> **ACTIVITY**
Filter the entries below, keeping every line that has the word "many".

——

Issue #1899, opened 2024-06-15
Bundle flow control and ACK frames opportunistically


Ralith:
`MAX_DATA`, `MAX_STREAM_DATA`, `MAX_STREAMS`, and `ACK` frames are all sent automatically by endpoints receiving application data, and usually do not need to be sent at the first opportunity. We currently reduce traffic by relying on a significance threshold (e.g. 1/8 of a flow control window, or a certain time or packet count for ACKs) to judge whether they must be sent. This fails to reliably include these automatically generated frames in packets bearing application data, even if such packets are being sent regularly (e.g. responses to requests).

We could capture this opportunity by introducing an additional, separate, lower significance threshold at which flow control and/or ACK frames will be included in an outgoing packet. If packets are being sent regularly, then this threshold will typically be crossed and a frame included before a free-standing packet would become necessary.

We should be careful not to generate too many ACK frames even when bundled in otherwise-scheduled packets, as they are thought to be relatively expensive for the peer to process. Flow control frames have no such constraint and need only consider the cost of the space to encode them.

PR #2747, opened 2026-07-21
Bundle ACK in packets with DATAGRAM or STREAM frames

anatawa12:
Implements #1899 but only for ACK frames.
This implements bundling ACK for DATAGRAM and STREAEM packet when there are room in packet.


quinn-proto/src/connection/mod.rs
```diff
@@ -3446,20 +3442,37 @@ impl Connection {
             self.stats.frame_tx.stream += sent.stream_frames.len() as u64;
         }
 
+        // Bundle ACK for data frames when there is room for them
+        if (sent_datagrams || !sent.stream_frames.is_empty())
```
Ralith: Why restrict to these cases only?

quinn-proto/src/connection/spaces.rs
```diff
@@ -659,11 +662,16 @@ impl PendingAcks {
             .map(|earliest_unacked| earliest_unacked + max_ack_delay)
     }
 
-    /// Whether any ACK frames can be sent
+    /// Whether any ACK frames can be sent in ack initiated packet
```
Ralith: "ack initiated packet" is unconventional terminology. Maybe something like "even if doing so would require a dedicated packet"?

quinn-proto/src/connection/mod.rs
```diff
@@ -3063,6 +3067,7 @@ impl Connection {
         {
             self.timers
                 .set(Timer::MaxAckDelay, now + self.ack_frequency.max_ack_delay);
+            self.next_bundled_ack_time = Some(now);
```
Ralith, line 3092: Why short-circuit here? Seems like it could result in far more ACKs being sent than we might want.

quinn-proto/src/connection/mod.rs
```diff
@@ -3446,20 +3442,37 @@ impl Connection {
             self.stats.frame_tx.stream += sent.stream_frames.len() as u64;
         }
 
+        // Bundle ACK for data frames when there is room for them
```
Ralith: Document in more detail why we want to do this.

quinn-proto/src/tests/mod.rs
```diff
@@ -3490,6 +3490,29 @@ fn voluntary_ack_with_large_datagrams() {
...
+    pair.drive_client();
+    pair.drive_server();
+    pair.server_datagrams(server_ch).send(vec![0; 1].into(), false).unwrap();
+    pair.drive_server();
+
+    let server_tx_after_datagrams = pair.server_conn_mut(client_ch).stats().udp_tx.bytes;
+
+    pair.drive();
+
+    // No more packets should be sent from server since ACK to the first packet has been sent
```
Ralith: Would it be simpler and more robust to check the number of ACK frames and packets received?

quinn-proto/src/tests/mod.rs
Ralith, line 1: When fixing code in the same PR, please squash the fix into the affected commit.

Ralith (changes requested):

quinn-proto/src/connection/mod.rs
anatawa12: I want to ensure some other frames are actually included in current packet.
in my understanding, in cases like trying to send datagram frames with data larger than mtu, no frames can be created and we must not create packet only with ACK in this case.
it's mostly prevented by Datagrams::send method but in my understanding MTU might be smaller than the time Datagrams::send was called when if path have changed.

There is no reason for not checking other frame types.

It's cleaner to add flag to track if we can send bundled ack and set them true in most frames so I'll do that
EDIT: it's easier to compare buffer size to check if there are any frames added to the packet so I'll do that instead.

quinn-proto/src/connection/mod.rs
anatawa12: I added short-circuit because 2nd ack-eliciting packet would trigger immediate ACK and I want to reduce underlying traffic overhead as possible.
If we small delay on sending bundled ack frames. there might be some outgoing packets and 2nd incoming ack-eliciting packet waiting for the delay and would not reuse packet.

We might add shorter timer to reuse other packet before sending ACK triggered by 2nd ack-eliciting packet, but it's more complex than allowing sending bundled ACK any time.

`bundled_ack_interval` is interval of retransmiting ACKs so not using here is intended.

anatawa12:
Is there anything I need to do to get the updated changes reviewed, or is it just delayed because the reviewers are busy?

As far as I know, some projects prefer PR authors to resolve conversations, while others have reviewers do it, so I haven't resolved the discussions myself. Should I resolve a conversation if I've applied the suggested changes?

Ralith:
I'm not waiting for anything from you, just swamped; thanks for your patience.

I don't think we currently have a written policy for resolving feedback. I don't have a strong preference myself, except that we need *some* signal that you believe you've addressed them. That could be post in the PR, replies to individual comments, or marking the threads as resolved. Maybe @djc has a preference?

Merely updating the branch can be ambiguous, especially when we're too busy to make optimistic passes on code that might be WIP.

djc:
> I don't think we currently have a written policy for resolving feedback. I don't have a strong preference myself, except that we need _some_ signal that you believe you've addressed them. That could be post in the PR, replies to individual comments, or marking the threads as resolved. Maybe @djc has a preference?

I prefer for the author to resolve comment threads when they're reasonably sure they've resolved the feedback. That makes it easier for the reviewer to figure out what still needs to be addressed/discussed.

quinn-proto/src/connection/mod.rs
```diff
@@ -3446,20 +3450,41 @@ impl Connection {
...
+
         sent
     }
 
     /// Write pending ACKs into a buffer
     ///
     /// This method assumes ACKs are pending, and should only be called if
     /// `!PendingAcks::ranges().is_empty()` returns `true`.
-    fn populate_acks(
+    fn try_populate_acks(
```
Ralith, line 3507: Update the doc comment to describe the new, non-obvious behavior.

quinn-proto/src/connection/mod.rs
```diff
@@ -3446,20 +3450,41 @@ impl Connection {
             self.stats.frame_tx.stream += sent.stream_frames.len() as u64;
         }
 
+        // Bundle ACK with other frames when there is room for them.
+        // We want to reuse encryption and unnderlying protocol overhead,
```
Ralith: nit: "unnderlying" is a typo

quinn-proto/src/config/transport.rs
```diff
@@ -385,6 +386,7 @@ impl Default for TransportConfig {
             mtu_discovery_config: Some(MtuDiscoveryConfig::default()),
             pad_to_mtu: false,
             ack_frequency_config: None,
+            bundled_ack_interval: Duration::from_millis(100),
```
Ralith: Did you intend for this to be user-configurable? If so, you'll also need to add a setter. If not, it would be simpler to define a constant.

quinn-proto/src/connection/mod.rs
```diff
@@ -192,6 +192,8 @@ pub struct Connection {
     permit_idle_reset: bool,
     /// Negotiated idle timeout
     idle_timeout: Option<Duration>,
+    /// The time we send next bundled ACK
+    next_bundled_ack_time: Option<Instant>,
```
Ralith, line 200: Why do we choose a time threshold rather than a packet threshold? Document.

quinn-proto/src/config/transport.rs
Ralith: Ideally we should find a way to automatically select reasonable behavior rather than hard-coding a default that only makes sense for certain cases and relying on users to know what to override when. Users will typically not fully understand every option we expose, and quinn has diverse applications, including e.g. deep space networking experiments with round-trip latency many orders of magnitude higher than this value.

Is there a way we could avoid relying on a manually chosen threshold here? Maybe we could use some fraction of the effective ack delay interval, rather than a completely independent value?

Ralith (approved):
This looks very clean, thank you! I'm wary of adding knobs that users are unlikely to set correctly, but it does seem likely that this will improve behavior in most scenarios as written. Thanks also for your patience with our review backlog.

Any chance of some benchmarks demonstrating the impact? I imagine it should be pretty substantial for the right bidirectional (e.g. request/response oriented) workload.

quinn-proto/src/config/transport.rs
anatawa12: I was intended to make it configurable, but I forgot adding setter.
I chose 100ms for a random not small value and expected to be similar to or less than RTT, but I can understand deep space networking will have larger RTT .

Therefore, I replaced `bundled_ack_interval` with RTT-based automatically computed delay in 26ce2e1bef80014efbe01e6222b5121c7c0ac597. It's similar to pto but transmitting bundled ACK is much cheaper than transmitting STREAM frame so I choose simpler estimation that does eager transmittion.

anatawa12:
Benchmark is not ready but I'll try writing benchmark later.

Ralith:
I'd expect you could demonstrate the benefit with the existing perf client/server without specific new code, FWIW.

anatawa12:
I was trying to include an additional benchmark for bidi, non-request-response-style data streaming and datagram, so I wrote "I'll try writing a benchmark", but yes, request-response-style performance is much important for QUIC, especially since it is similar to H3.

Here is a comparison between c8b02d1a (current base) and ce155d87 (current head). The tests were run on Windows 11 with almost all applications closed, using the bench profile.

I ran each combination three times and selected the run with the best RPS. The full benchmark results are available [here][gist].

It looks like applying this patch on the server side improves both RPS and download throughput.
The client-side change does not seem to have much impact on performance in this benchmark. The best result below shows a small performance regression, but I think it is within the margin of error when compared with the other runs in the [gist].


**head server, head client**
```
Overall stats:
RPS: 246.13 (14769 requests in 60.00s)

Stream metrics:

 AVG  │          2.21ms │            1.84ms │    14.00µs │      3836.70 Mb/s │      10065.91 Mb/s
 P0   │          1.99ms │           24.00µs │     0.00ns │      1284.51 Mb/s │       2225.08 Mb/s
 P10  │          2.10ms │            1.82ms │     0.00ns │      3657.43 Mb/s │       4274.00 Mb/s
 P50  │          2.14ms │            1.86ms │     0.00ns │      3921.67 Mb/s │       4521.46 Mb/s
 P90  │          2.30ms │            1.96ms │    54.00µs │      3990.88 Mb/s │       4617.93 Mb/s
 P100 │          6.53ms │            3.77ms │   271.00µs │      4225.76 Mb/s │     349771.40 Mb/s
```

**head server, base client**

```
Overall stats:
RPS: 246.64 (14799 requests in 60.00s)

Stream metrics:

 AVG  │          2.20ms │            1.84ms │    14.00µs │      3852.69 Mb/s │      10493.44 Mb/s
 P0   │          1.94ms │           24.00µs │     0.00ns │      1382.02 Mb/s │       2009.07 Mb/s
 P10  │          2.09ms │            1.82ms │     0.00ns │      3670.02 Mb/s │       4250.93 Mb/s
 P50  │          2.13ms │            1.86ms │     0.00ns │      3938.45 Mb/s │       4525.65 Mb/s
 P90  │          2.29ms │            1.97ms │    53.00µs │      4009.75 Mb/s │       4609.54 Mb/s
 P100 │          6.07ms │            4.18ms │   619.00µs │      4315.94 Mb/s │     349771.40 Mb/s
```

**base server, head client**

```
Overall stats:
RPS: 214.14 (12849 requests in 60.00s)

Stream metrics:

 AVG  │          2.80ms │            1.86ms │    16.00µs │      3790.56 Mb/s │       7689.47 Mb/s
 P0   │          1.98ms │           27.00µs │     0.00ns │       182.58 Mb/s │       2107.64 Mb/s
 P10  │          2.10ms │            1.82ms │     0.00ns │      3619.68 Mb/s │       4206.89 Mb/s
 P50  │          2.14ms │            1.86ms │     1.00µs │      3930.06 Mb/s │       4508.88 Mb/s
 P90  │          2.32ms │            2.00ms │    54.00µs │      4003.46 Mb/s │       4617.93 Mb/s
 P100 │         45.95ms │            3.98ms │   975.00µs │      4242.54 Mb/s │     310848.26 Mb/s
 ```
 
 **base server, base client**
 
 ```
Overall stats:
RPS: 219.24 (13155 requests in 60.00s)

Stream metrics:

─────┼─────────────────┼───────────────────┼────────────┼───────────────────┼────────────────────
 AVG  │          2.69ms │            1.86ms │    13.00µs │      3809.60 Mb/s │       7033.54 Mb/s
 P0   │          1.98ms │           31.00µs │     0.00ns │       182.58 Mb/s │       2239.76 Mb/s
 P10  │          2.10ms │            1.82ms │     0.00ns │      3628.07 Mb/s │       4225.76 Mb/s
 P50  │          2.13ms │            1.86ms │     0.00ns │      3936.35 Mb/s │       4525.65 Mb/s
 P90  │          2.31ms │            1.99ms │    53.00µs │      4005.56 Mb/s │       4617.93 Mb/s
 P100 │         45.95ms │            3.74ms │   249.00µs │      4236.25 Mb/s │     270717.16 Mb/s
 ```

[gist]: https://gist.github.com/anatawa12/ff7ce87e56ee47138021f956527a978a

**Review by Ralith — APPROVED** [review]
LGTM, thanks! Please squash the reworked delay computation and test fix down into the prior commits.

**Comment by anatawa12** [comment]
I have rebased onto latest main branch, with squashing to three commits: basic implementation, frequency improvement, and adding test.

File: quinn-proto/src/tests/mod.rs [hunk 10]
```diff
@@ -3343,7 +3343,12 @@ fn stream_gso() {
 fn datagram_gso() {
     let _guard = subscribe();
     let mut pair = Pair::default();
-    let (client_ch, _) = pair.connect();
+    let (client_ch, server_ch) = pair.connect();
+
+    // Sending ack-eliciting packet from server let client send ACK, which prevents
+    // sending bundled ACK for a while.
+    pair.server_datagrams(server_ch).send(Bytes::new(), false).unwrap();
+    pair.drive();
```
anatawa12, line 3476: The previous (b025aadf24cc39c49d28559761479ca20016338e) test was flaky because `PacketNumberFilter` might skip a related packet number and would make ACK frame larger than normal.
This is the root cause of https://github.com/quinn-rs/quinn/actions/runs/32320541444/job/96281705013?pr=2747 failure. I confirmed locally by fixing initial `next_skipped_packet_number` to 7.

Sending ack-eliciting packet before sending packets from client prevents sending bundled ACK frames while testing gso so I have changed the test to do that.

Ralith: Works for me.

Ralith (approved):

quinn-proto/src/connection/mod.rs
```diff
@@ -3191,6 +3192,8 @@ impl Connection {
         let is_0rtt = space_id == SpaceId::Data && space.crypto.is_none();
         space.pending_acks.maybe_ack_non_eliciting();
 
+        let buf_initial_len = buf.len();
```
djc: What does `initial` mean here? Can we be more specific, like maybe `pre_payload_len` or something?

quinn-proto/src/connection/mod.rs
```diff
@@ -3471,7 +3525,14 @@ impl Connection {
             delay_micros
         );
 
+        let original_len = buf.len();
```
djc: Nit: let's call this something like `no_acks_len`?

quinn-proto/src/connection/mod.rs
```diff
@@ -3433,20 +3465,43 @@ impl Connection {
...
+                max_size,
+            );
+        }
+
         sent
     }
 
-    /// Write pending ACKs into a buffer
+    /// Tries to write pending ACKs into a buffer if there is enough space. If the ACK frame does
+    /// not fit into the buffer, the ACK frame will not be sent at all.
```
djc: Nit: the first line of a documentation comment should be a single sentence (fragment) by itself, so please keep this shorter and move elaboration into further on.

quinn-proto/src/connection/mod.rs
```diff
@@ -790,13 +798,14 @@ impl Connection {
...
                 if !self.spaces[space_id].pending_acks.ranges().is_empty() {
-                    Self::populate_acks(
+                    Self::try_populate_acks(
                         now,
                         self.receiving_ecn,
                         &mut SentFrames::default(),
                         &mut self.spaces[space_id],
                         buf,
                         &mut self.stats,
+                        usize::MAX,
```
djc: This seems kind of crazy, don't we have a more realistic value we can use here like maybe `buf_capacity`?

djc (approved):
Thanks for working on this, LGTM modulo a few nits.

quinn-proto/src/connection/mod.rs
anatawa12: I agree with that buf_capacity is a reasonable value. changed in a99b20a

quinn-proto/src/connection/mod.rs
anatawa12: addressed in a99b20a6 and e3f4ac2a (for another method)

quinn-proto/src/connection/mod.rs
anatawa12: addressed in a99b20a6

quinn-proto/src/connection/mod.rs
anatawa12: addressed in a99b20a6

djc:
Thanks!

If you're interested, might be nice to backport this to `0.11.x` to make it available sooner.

——

> **COMPLETED EXERCISE**
We should be careful not to generate too many ACK frames even when bundled in otherwise-scheduled packets, as they are thought to be relatively expensive for the peer to process. Flow control frames have no such constraint and need only consider the cost of the space to encode them.
Ralith: Ideally we should find a way to automatically select reasonable behavior rather than hard-coding a default that only makes sense for certain cases and relying on users to know what to override when. Users will typically not fully understand every option we expose, and quinn has diverse applications, including e.g. deep space networking experiments with round-trip latency many orders of magnitude higher than this value.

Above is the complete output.